The Death of NATO

NATO, whose foreign ministers will meet next week, is dying, and, as it enters its twilight years, the US should encourage the EU to grow into its global responsibilities. For, despite all their differences and mutual dissatisfactions, Europe and the US know that each is the best friend either is likely to have for the foreseeable future.

LONDON – NATO, whose foreign ministers will meet next week, is dying. Death, of course, comes to all living things. And, as NATO approaches its 60th birthday next spring, there seems no immediate urgency about writing its obituary; 60-year-olds may reasonably look forward to another decade, perhaps two or even three, of active and productive life. But perhaps it is now time for some discreet reflection on the fact that “the old man will not always be with us.”

Human institutions, like human beings, can collapse with surprising speed once they have outlived their usefulness.

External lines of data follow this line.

PR #684, opened 2016-07-08
LibPCRE2 recipe

miqlas:
Just for fun

### DIFF
--- a/dev-libs/libpcre2/libpcre2-10.21.recipe
+++ b/dev-libs/libpcre2/libpcre2-10.21.recipe
@@ -1,0 +1,112 @@
+SUMMARY="Perl5 Compatible Regular Expressions"
+DESCRIPTION="The PCRE2 library is a set of functions that implement regular expression \
+pattern matching using the same syntax and semantics as Perl 5. PCRE2 has its \
+own native API, as well as a set of wrapper functions that correspond to the \
+POSIX regular expression API. The PCRE2 library is free, even for building \
+proprietary software.
+PCRE2 is a re-working of the original PCRE library to provide an entirely new \
+API."
+HOMEPAGE="http://www.pcre.org/"
+COPYRIGHT="1997-2016 University of Cambridge"
+LICENSE="PCRE"
+REVISION="1"
+SOURCE_URI="https://ftp.csx.cam.ac.uk/pub/software/programming/pcre/pcre2-$portVersion.tar.bz2"
+CHECKSUM_SHA256="c66a17509328a7251782691093e75ede7484a203ebc6bed3c08122b092ccd4e0"
+SOURCE_DIR="pcre2-$portVersion"
+
+ARCHITECTURES="x86_gcc2 x86 x86_64"
+SECONDARY_ARCHITECTURES="x86 x86_gcc2"
+
+PROVIDES="
+	libpcre2${secondaryArchSuffix} = $portVersion compat >= 10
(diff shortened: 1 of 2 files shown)


dev-libs/libpcre2/libpcre2-10.21.recipe
```diff
@@ -0,0 +1,114 @@
+SUMMARY="Perl5 Compatible Regular Expressions"
+DESCRIPTION="The PCRE2 library is a set of functions that implement regular expression \
+pattern matching using the same syntax and semantics as Perl 5. PCRE2 has its \
+own native API, as well as a set of wrapper functions that correspond to the \
+POSIX regular expression API. The PCRE2 library is free, even for building \
+proprietary software.
+PCRE2 is a re-working of the original PCRE library to provide an entirely new \
+API."
+HOMEPAGE="http://www.pcre.org/"
+COPYRIGHT="	1997-2016 University of Cambridge"
```
fbrosson: No tab required for the first line of COPYRIGHT.

dev-libs/libpcre2/libpcre2-10.21.recipe
```diff
@@ -0,0 +1,114 @@
...
+	"
+
+BUILD_PREREQUIRES="
+	cmd:aclocal
+	cmd:autoconf
+	cmd:automake
+	cmd:gcc${secondaryArchSuffix}
+	cmd:make
+	cmd:ld${secondaryArchSuffix}
+	cmd:libtoolize
```
fbrosson: Safer with:
```
```
BTW, I think it would be better to use **`$secondaryArchSuffix`** instead of **`${secondaryArchSuffix}`** at every place where it is OK. But feel free to ignore this remark if you prefer using **`${secondaryArchSuffix}`**.

dev-libs/libpcre2/libpcre2-10.21.recipe
```diff
@@ -0,0 +1,114 @@
...
+	autoconf
+	automake --add-missing
+	runConfigure ./configure \
+		--with-pic \
+		--enable-pcre2-16 \
+		--enable-pcre2-32 \
+		--enable-jit \
+		--enable-pcre2grep-libz \
+		--enable-pcre2grep-libbz2 \
+		--enable-pcre2test-libedit \
```
fbrosson: Having a **`\`** here is risky because if someone drops the 2 following lines then the **`make $jobArgs`** wil be attached to the runConfigure command as extra arguments.

dev-libs/libpcre2/libpcre2-10.21.recipe
```diff
@@ -0,0 +1,114 @@
...
+		$developDir \
+		$manDir/man3
+}
+
+TEST()
+{
+	make check
+}
+
+# ----- devel package -------------------------------------------------------
```
fbrosson: The recommended place for PROVIDES_devel and REQUIRES_devel has been moved up between REQURIES and BUILD_REQUIRES.

dev-libs/libpcre2/libpcre2-10.21.recipe
miqlas: Then this someone needs to fix it :)

waddlesplash: @fbrosson I trust anyone modifying the recipe will know enough about Bash to not do that :)

PR #685, opened 2016-07-08
GNU Fortran enabled in GCC

miqlas:
For mathematical things.


korli:
I hope you understand this won't be merged as is: 
1/ gcc-fortran should be a sub package (this shouldn't be installed by default for users which don't need it).
2/ There should be at least one recipe which needs gcc with fortran enabled, to be able to test a build

miqlas:
Hi korli,
can you point me a recipe what i can use as an example?
BTW: everybody needs fortran :)

korli:
Gcc recipe has already a sub package for syslibs. Dev files for Fortran should go in the sub package Fortran, runtime should go in syslibs.

sys-devel/gcc/gcc-5.4.0_2016_07_08.recipe
```diff
@@ -0,0 +1,347 @@
+SUMMARY="C/C++ compiler for target ${effectiveTargetMachineTriple}"
+DESCRIPTION="The standard compiler for non-legacy Haiku (i.e. for all \
+architectures other than x86_gcc2)."
+HOMEPAGE="http://gcc.gnu.org"
+
+SOURCE_URI="https://ftp.gnu.org/gnu/gcc/gcc-5.4.0/gcc-5.4.0.tar.bz2"
```
fbrosson: You might wish to use this:
```
SOURCE_URI="http://ftpmirror.gnu.org/gcc/gcc-5.4.0/gcc-5.4.0.tar.bz2"
```
or this:
```
SOURCE_URI="http://ftpmirror.gnu.org/gcc/gcc-${portVersion%%_*}/gcc-${portVersion%%_*}.tar.bz2"
```
And for HOMEPAGE you might prefer to use this:
```
HOMEPAGE="https://gcc.gnu.org/"
```

sys-devel/gcc/gcc-5.4.0_2016_07_08.recipe
```diff
@@ -0,0 +1,347 @@
...
+	cmd:ld$secondaryArchSuffix
+	cmd:make
+	cmd:makeinfo
+	cmd:sed
+	cmd:strip
+	cmd:tar
+	cmd:xargs
+	"
+
+SOURCE_DIR="gcc-5.4.0"
```
fbrosson: This also works:
```
SOURCE_DIR="gcc-${portVersion%%_*}"
```

sys-devel/gcc/gcc-5.4.0_2016_07_08.recipe
korli: @fbrosson this has the inconvenience to be http only. What if we want secure sources?

fbrosson: Well, since we have CHECKSUM_SHA256 we don't really need https for SOURCE_URI.
Of course, if the mirror rediretor was available in https I would use it, but it is not.
IMHO using the mirror redirector, even on http, is much more interesting because it both speeds up the download time and makes it more resilient in case the main GNU site becomes unavailable.
The only real (but small) problem with the mirror redirector is that in very rare cases the (random) mirror that we could be redirected to could be missing the archive. That happened to me twice in almost 6 months. And the workaround is easy: relaunch haikuporter ;-)

korli: It's just inconsistent, it's secure or not. I guess we should factorise the mirror URL for most used hosting services, this way, one could switch from secure to non secure, based on the flag in Haikuporter config.

fbrosson: The added value of using https for SOURCE_URI is _just_ that it _looks_ consistent with using https for HOMEPAGE.
The added value of using the mirror redictor for SOURCE_URI is that the archives load faster and nobody will ever need to fetch it manually from a mirror if the main site becomes unavailable for e.g. a maintainance downtime.
What brings security is CHECKSUM_SHA256. Having https for SOURCE_URI does not bring anything more than _perceived consistency_.
So the choice is between _perceived consistency_ and _efficiency_.
The administrator of the GNU download site made the effort to build a mirror redirector service in the hope that it would be used. Not using it is just bad practice. Sorry if this reply looks rude.

korli: It seems everyone that comes to this project has his own set of rules. It reminds me Jonathan Schleifer, who ironically has the opposite stance to yours (more secure is better).
Moreover I think the builder at hpkg.mlotz.ch is configured to only build recipes with safe sources. So I don't see any bad practice at using HTTPS FWIW.

fbrosson: * Do we have any rules that forbid to use a redirector that would not use https?
* Are we allowed to say that some existing (or implicit) rule is wrong and change it?
* Who are we to force GNU to request that their mirrors accept https?
* If everybody refused to use download redirector services just because they use http instead of https, then most mirrors would be useless.
* What's the value added of using https if we already have a safe way to check that the archives are OK?
* Even if the majority thinks that we should use https for SOURCE_URI, this does not mean it is right.

I'm not going to stop contributing if you decide that we should not use "unsafe" SOURCE_URI, but I really think the project should avoid that mistake. If I did not manage to convince you, would you agree to ask others what they think about this question?
I'm not trying to fight against you. And I wish I had found a better way to explain my point of view.
Last but not least: I won't **ever** start saying "ha ha, I won!" if other contributors say I'm right.

fbrosson: > So I don't see any bad practice at using HTTPS FWIW.

I'm not saying that using https is bad practice. I'm saying that what is bad practice is to ignore download redirector services when they are available. That's quite different.

pulkomandy: There is the "safe source" problem, but HTTP is considered "safe" if there is a checksum (we can check we got the right file). What's "unsafe" is downloading from eg. a git repo, where you can't checksum anything (there isn't a single file, but several ones).

I'm not sure https on mirrors is very useful, because:
1) It would redirect to somewhere else anyway
2) You are redirected to a random website, and get a matching certificate. That does not mean you trust whatever you have been redirected to?

Using the official mirror from GNU for the initial writing of the recipe is a good idea, because it makes sure we get the official binary and the correct SHA256. But once the recipe is written, switching to the mirrors is ok, we just need to be careful when updating the recipe, that the SHA256 always matches what's on GNU main website (so we don't get a corrupted/tainted file from a mirror and think it is the "official" source).

korli: I drop it, wasted my time really.

fbrosson: Thanks!
BTW, you should not be upset with this thread. You have _much more_ experience than me in _many_ areas!

mmuman:
I'm porting SuperLU currently (need it for OpenToonz) and it wants a fortran compiler...
I disabled this part for now, but it'd be nice to have.

miqlas:
It won't merged, will try later to do a proper recipe. Now closing it as useless.

sys-devel/gcc/gcc-5.4.0_2016_07_08.recipe
mmuman: HTTPS is not only about avoiding tampering with the source, but also hiding what specific file you wanted. HTTP sends plain requests, including the vhost and filename. Not something most of us really care about right now, but in theory some people might, which is the reason for projects like [HTTPS-Everywhere](https://www.eff.org/https-everywhere).

PR #687, opened 2016-07-09
libmng build issues fix

return:
This commit fixes a few errors encountered whilst building libmng on haiku.


waddlesplash:
Thanks!

PR #689, opened 2016-07-09
fizmo, playinteractive fiction, also known as textadventures, new recipe

Begasus:


games-engines/fizmo/fizmo-0.7.10.recipe
```diff
@@ -0,0 +1,67 @@
...
+
+ARCHITECTURES="!x86_gcc2 x86 ?x86_64"
+SECONDARY_ARCHITECTURES="x86"
+
+PROVIDES="
+	fizmo$secondaryArchSuffix = $portVersion
+	cmd:fizmo_console$secondaryArchSuffix = $portVersion
+	cmd:fizmo_ncursesw$secondaryArchSuffix = $portVersion
+	"
+
```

The dramatic dissolution of the Soviet Union stands as a reminder of what can happen to organizations when doubts take hold as to whether they still serve any real interests other than those of their own apparatchiks – and how suddenly such doubts can grow when they attempt to convert themselves into something they are not.

NATO has, of course, shown remarkable tenacity. It should have disappeared when the Soviet Union collapsed and the Warsaw Pact evaporated; its job was done. But then came the Balkans crises of the 1990s, culminating in the realization that only American military power could put a stop to Serbian President Slobodan Milosevic’s ethnic cleansing of Kosovo. And then came the terrorist attacks of September 11, 2001, making the “out of area or out of business” choice seem a no-brainer. So NATO remains in business, and in Afghanistan.